In [1]:
import numpy as np

def acc(y_true, y_pred):
    """
    Calculate clustering accuracy. Require scikit-learn installed
    # Arguments
        y: true labels, numpy.array with shape `(n_samples,)`
        y_pred: predicted labels, numpy.array with shape `(n_samples,)`
    # Return
        accuracy, in [0,1]
    """
    y_true = y_true.astype(np.int64)
    assert y_pred.size == y_true.size
    D = max(y_pred.max(), y_true.max()) + 1
    w = np.zeros((D, D), dtype=np.int64)
    for i in range(y_pred.size):
        w[y_pred[i], y_true[i]] += 1
    from scipy.optimize import linear_sum_assignment
    row_inds, col_inds = linear_sum_assignment(w.max() - w)
    print("Table of predicted values:\n", w)
    return sum(w[row_inds, col_inds]) * 1.0 / y_pred.size

In [2]:
# # Preprocessing data
# import pandas as pd
# actual_data = pd.read_csv("iris.csv")
# actual_data.isnull().sum()
# # # #actual_data.dropna(inplace=True)
# actual_data.to_csv("preprocessed_iris.csv")

In [3]:
### Config parameters
ACTABLEAI_RESULT_LINK = "https://app.actable.ai/tsne/api/task/aab56e30-9075-40e9-9dd3-1b6f5acab130"
TABLEAU_RESULT_FILE_NAME = "iris_tableau.csv"
ACTUAL_FILE_NAME = "iris.csv"

ACTUAL_LABEL_MAP = {'Setosa':0, 'Versicolor':1, 'Virginica':2}
ACTUAL_COLUMN_NAME = 'variety'

ORDERED_COLUMN = ['sepal_length', 'sepal_width', 'petal_length', 'petal_width']
CONVERTED_TABLEAU_CLUSTER_LABEL = {1:0, 2:1, 3:2}

## ActableAI

In [4]:
# Transform the result from ActableAI to dataframe
actableai_result_link = ACTABLEAI_RESULT_LINK

In [5]:
import requests
import pandas as pd

In [6]:
actableai_result = requests.get(actableai_result_link).json()['data']

In [7]:
refined_actableai_result = []

for cluster in actableai_result:
    cluster_id = cluster['cluster_id']
    cluster_data = cluster['value']
    for row in cluster_data:
        row_content = row['column']
        row_content['label'] = cluster_id
        refined_actableai_result.append(row_content)

actableai_df = pd.DataFrame(refined_actableai_result)

## Tableau

In [8]:
# Load clustering results from Tableau
tableau_df = pd.read_csv(TABLEAU_RESULT_FILE_NAME)
tableau_df.columns = [column.lower() for column in tableau_df.columns]
tableau_df.columns = [column.replace(' ', '_') for column in tableau_df.columns]

## Actual data

In [9]:
# Load actual_data
actual_df = pd.read_csv(ACTUAL_FILE_NAME)

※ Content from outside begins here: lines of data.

PR #2544, opened 2025-10-07
feat(request): add new method `get_param_as_dict`

### LINKED ISSUE #2542: Add new method `req.get_param_as_dict()`
As we are planning to add OpenAPI spec affordances down the 4.x road, we'll need to make adjustments to our request utility methods.

We should add a helper for getting a param as OAS ["object"](https://spec.openapis.org/oas/v3.2.0.html#style-values), the suggested method name is `req.get_param_as_dict()`:
* **required** – Set to True to raise `HTTPBadRequest` instead of returning None when the parameter is not found (default False).
* **store** – A dict-like object in which to place the value of the param, but only if the param is found (default None).
* **deep_object** – Set to True to use the `deepObject` (as in OAS) format. Note that this would deviate from other param methods as it would aggregate the return value from multiple parameters following the deep object name pattern.
* **delimiter** – TBD (?) When not using **deep_object**, to get elements from delimited list items, depends on #2538.
* **default** – If the param is not found returns the given value instead of None.

We could also name the method `req.get_param_as_object()`, but since other `get_param_as_*` methods follow the Python types, `req.get_param_as_dict()` probably sounds more fitting?

StepanUFL:
Add a new method get_param_as_dict in order to handle OAS "objects"

Closes issue #2542

# Summary of Changes

A new method req.get_param_as_dict() has added to the Request class in falcon/util/request.py

# Related Issues

Closes #2542.

# Pull Request Checklist

- [X] Performed automated tests and code quality checks by [running `tox`](https://falcon.readthedocs.io/en/stable/community/contributing.html#pull-requests).
- [X] Changes (and possible deprecations) have [towncrier](https://towncrier.readthedocs.io/en/latest/tutorial.html#creating-news-fragments) news fragments under `docs/_newsfragments/`, with the file name format `{issue_number}.{fragment_type}.rst`. (Run `towncrier --draft` to ensure it renders correctly.)

Hope this is worthy enough for you all! If there's improvements to be made, let me know


falcon/request.py
```diff
@@ -2334,6 +2334,90 @@ def get_param_as_json(
...
+        name: str,
+        required: bool = False,
+        deep_object: bool = False,
+        store: StoreArg = None,
+        default: Any | None = None,
+    ) -> Any:
+        """Retrieve a query parameter as a dictionary.
+
+        Supports OpenAPI's deep object style (`param[key]=value`)
+        and list-based key/value pairs (e.g., `param=a,b,c,d`).
```
CaselIT:
```suggestion
        and list-based key/value pairs (e.g., `param=k1,v1,k2,v2`).
```

just to make it clearer

falcon/request.py
```diff
@@ -2334,6 +2334,90 @@ def get_param_as_json(
...
+
+            if values_list is None:
+                if required:
+                    msg = 'Missing query parameter'
+                    raise errors.HTTPMissingParam(msg)
+                output = default
+
+            else:
+                if len(values_list) % 2 != 0:
+                    msg = 'Invalid parameter format'
```
CaselIT:
```suggestion
                    msg = 'Invalid parameter format, list elements must be even'
```

falcon/request.py
```diff
@@ -2334,6 +2334,90 @@ def get_param_as_json(
...
         return val
 
+    def get_param_as_dict(
+        self,
+        name: str,
+        required: bool = False,
+        deep_object: bool = False,
+        store: StoreArg = None,
+        default: Any | None = None,
+    ) -> Any:
```
CaselIT: this is likely `dict[str, str | None] | None` even if we don't want to do the overload like the other ones

falcon/request.py
```diff
@@ -2334,6 +2334,90 @@ def get_param_as_json(
...
+
+        .. versionadded:: 4.1.0
+        """
+
+        output: dict[str, Any] | None = None
+
+        if deep_object:
+            oc: dict[str, Any] = {}
+            for key, value in self._params.items():
+                if not key.startswith(f'{name}[') and key.endswith(']'):
```
CaselIT: I guess we could optimize this a bit by caching the format, but it's likely not that important

falcon/request.py
```diff
@@ -2334,6 +2334,90 @@ def get_param_as_json(
...
+                    continue
+                inner = key[len(name) + 1 : -1]
+
+                if isinstance(value, (list, tuple)):
+                    oc[inner] = value[0] if value else None
```
CaselIT: not sure if we want to use `''` instead of `None` here. depending on it we may want to update the returned type here https://github.com/falconry/falcon/pull/2544/files#r2411775142

tests/test_request_params.py
```diff
@@ -0,0 +1,118 @@
+from __future__ import annotations
```
CaselIT: we already have a file for these test, called tests/test_query_params.py. could you move the tests there?

also you can probably check there how those methods are tested

falcon/request.py
```diff
@@ -2334,6 +2334,90 @@ def get_param_as_json(
...
+                output = default
+
+            else:
+                if len(values_list) % 2 != 0:
+                    msg = 'Invalid parameter format'
+                    raise errors.HTTPInvalidParam(msg, name)
+                output = dict(zip(values_list[::2], values_list[1::2]))
+
+        if store is not None and isinstance(output, dict):
+            store.update(output)
```
CaselIT: I think we should do like in the other methods
```py
if store is not None:
  store[name] = output
```

tests/test_request_params.py
```diff
@@ -0,0 +1,118 @@
...
+def test_store_argument_is_updated():
+    req = DummyRequestParams({'pair': ['a', '1', 'b', '2']})
+    store = {}
+    result = req.get_param_as_dict('pair', store=store)
+    assert result == {'a': '1', 'b': '2'}
+    assert store == {'a': '1', 'b': '2'}
+
+
+def test_deep_object_with_list_values():
+    req = DummyRequestParams({'user[name]': ['Bond'], 'user[id]': ['007']})
```
CaselIT: also test an with a list of multiple objects

and if we decide that an empty list can indeed happen, also an empty list

falcon/request.py
CaselIT: Q: does this case ever happen (empty list)?

CaselIT (changes requested):
thanks for the contribution, I've left a few suggestions

falcon/request.py
StepanUFL: probably not in actual requests... left check in to be safe but can take out

falcon/request.py
vytas7: Another thing to try would be to benchmark this flow vs using a regex, but I doubt a regex would be faster.

falcon/request.py
```diff
@@ -2334,6 +2334,90 @@ def get_param_as_json(
...
+
+        Returns:
+            dict: The value of the param if it is found. Otherwise, returns
+            ``None`` unless required is ``True``.
+
+        Raises:
+            HTTPBadRequest: A required param is missing from the request, or
+                the value could not be parsed from the parameter.
+
+        .. versionadded:: 4.1.0
```
vytas7: This needs to be the current development version, Falcon [4.2.0](https://falcon.readthedocs.io/en/latest/changes/4.2.0.html), not 4.1.0 (which is already released).

falcon/request.py
```diff
@@ -2334,6 +2334,90 @@ def get_param_as_json(
...
+                if required:
+                    msg = 'Missing deep object parameter'
+                    raise errors.HTTPMissingParam(msg)
+                output = default
+            else:
+                output = oc
+
+        else:
+            try:
+                values_list = self.get_param_as_list(name)
```
vytas7: Could you add a `TODO` comment here to also support **delimiter** from #2538?

falcon/request.py
```diff
@@ -2334,6 +2334,90 @@ def get_param_as_json(
...
+            except errors.HTTPBadRequest:
+                msg = 'It could not parse the query parameter'
+                raise errors.HTTPInvalidParam(msg, name) from None
```
vytas7: Does raising `from None` have any special purpose here?
Add a code comment explaining the reasoning if there is any clever trick behind this.

falcon/request.py
```diff
@@ -2334,6 +2334,90 @@ def get_param_as_json(
...
+                    raise errors.HTTPMissingParam(msg)
+                output = default
+            else:
+                output = oc
+
+        else:
+            try:
+                values_list = self.get_param_as_list(name)
+            except errors.HTTPBadRequest:
+                msg = 'It could not parse the query parameter'
```
vytas7: This "It" here sounds slightly odd, could we try to make it more similar to other error messages?

falcon/request.py
```diff
@@ -2334,6 +2334,90 @@ def get_param_as_json(
...
+                raise errors.HTTPInvalidParam(msg, name) from None
+
+            if values_list is None:
+                if required:
+                    msg = 'Missing query parameter'
+                    raise errors.HTTPMissingParam(msg)
```
vytas7: [`HTTPMissingParam`](https://falcon.readthedocs.io/en/latest/api/errors.html#falcon.HTTPMissingParam) takes the name of the missing parameter as its first argument, not an error message.

falcon/request.py
```diff
@@ -2334,6 +2334,90 @@ def get_param_as_json(
...
+                output = default
+
+            else:
+                if len(values_list) % 2 != 0:
+                    msg = 'Invalid parameter format, list elements must be even'
```
vytas7: To be precise list elements cannot be even _per se_ unless they are integer numbers. Suggested rewording: "...the number of list elements must be even".

tests/test_request_params.py
```diff
@@ -0,0 +1,118 @@
...
+        name: str,
+        required: bool = False,
+        deep_object: bool = False,
+        store: dict[str, Any] | None = None,
+        default: Any | None = None,
+    ) -> Any: ...
+
+
+# NOTE(StepanUFL): If a better way to make this play well with mypy exists...
+DummyRequestParams.get_param_as_dict = Request.get_param_as_dict  # type: ignore[method-assign, assignment]
```
vytas7: Defining a new fake `DummyRequestParams` is a somewhat unorthodox way to approach this :thinking:.

Maybe we could simulate request, or simply construct a normal `req` object via [`create_req()`](https://falcon.readthedocs.io/en/latest/api/testing.html#falcon.testing.create_req) (and [`create_asgi_req()`](https://falcon.readthedocs.io/en/latest/api/testing.html#falcon.testing.create_asgi_req))?

To that end, we also have a `util` fixture (see `tests/conftest.py`), which can already construct both WSGI and ASGI requests, see `util.create_req(asgi, ...)`.

vytas7 (changes requested):
Thanks for this PR!
The base structure looks good, although I had a handful of nitpicks wrt the implementation (see inline).

falcon/request.py
CaselIT: from my point of view we could keep this check just to be paranoid, but I would use `''` in the else case, so that we can just day that the returned values are strings in all cases

vytas7:
Hi again @StepanUFL, just checking if you are still considering to finish this PR?

falcon/request.py
vytas7: 4.3.0 now...

falcon/request.py
vytas7: Optimized

falcon/request.py
vytas7: Prefixed the check with `NOTE(StepanUFL)`.

tests/test_request_params.py
vytas7: moved and refactored

vytas7 (approved):
Thanks for this PR once again @StepanUFL! I addressed the open issues with "AI", then polished the remaining items by hand.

# Convert category label to numeric label
convert_column = ACTUAL_COLUMN_NAME
convert_dict = ACTUAL_LABEL_MAP
actual_df[convert_column] = actual_df[convert_column].map(convert_dict)

## Merge all dataframes together

In [10]:
# Set column
ordered_columns = ORDERED_COLUMN

## ActableAI key transform

In [11]:
actableai_int_df = actableai_df.applymap(lambda x: x if (type(x) == str) or (type(x) == int) else float(x))
actableai_int_df['key'] = actableai_int_df[ordered_columns].astype(str).apply(lambda x: ''.join(x), axis=1)
actableai_transform_df = actableai_int_df[['key', 'label']]
actableai_transform_df = actableai_transform_df.drop_duplicates(keep=False)
print(actableai_transform_df.shape)

(148, 2)


## Tableau key transform

In [12]:
tableau_int_df = tableau_df.applymap(lambda x: x if (type(x) == str) or (type(x) == int) else float(x))
tableau_int_df['key'] = tableau_int_df[ordered_columns].astype(str).apply(lambda x: ''.join(x), axis=1)
tableau_transform_df = tableau_int_df[['key', 'clusters']]
tableau_transform_df = tableau_transform_df.drop_duplicates(keep=False)

## Actual key transform

In [13]:
actual_int_df = actual_df.applymap(lambda x: x if (type(x) == str) or (type(x) == int) else float(x))
actual_int_df['key'] = actual_int_df[ordered_columns].astype(str).apply(lambda x: ''.join(x), axis=1)
actual_transform_df = actual_int_df[['key', ACTUAL_COLUMN_NAME]]
actual_transform_df = actual_transform_df.drop_duplicates(keep=False)

In [14]:
combined_df = pd.merge(left=actual_transform_df, right=actableai_transform_df, on='key', how='inner')
combined_df.shape
combined_df = pd.merge(left=combined_df, right=tableau_transform_df, on='key', how='inner')

In [15]:
convert_tableau_label = CONVERTED_TABLEAU_CLUSTER_LABEL
rename_column = {ACTUAL_COLUMN_NAME:'actual', 'label':'actableai', 'clusters':'tableau'}
combined_df = combined_df.rename(columns=rename_column)
combined_df['tableau'] = combined_df['tableau'].map(convert_tableau_label)
combined_df

Unnamed: 0,key,actual,actableai,tableau
0,5.13.51.40.2,0,1,0
1,4.93.01.40.2,0,1,0
2,4.73.21.30.2,0,1,0
3,4.63.11.50.2,0,1,0
4,5.03.61.40.2,0,1,0
...,...,...,...,...
143,6.73.05.22.3,2,2,1
144,6.32.55.01.9,2,2,2
145,6.53.05.22.0,2,2,1
146,6.23.45.42.3,2,2,1


In [16]:
actable_ai_acc = acc(combined_df['actual'], combined_df['actableai'])
print(actable_ai_acc)

Table of predicted values:
 [[ 0 49 11]
 [50  0  0]
 [ 0  1 37]]
0.918918918918919


In [17]:
tableau_acc = acc(combined_df['actual'], combined_df['tableau'])
print(tableau_acc)

Table of predicted values:
 [[50  0  0]
 [ 0  3 36]
 [ 0 47 12]]
0.8986486486486487